Machine Learning-Based Optical Performance Monitoring for Super-Channel Optical Networks

Abstract

In this paper, and for the first time in literature, optical performance monitoring (OPM) of super-channel optical networks is considered. In particular, we propose a novel machine learning OPM technique based on the use of transformed in-phase quadrature histogram (IQH) features and support vector regressor (SVR) to estimate different optical parameters such as optical signal-to-noise ratio (OSNR) and chromatic dispersion (CD). Two transformation methods, the two-dimensional (2D) discrete Fourier transform (DFT) and 2D discrete cosine transform (DCT), are applied to the IQH to extract features with a considerably reduced dimensionality. For the purpose of simulation, the OPM of a 7 × 20 Gbaud dual-polarization–quadrature phase shift keying (DP-QPSK) is considered.
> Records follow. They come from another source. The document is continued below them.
PR #107, opened 2016-09-28
Update permissions manager to get the localized permission from bundle.

syoung-smallwisdom:
This will also throw an assert if the required key is missing from the info plist.

### DIFF
--- a/BridgeAppSDK/SBAPermissionsManager.m
+++ b/BridgeAppSDK/SBAPermissionsManager.m
@@ -34,6 +34,7 @@
 #import "SBAPermissionsManager.h"
 #import "SBABridgeAppSDKDelegate.h"
 
+#import <Foundation/Foundation.h>
 #import <UIKit/UIKit.h>
 #import <CoreMotion/CoreMotion.h>
 #import <CoreLocation/CoreLocation.h>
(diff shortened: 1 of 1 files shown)


BridgeAppSDK/SBAPermissionsManager.m
```diff
@@ -237,18 +238,29 @@ - (NSString *)permissionDescriptionForType:(SBAPermissionsType)type {
...
+            return [self bundlePermissionDescriptionForKey: @"NSMotionUsageDescription" defaultValue:@"Using the motion co-processor allows the app to determine your activity, helping the study better understand how activity level may influence disease."];
         case SBAPermissionsTypeMicrophone:
-            return NSLocalizedStringWithDefaultValue(@"SBA_MICROPHONE_PERMISSIONS_DESCRIPTION", nil, SBABundle(), @"Access to microphone is required for your Voice Recording Activity.", @"");
-        case SBAPermissionsTypeCamera:
+            return [self bundlePermissionDescriptionForKey: @"NSMicrophoneUsageDescription" defaultValue:@"Access to microphone is required for your Voice Recording Activity."];
         case SBAPermissionsTypePhotoLibrary:
+            return [self bundlePermissionDescriptionForKey: @"NSPhotoLibraryUsageDescription" defaultValue:@"Photo Library"];
+        case SBAPermissionsTypeCamera:
```
Erin-Mounts, line 248: At least MoleMapper needs access to the camera (though probably gets the permissions outside of Bridge). Does the photo library permission include camera, and we are deprecating a separate camera type? Or...?

syoung-smallwisdom: SBAPermissionsTypePhotoLibrary and  SBAPermissionsTypeCamera were previously undocumented in AppCore with drop-through to "not supported"

Since I found a required key for the photo library, I added that to the list. Left Camera alone b/c I'm not sure what the proper permissions are for it. As long as we are continuing to use the permissions manager in it's current (less than awesome) format, I figured I would add an assert to alert devs that this key needs to be added to the permissions. This issue didn't show up with my previous on-device testing, but not sure if that was b/c I hadn't upgraded my phone from iOS 9 and was relying upon the simulator to catch iOS 10 issues.

Erin-Mounts: Fair enough.

Erin-Mounts:
looks good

Simulations reveal that it can accurately estimate the various optical parameters (i.e., OSNR and CD) with a coefficient of determination value greater than 0.98. In addition, the effectiveness of proposed OPM scheme is examined under different values of polarization mode dispersion and frequency offset, as well as the utilization of different higher order modulation formats. Moreover, proof-of-concept experiments are performed for validation. The results show an excellent matching between the simulation and experimental findings.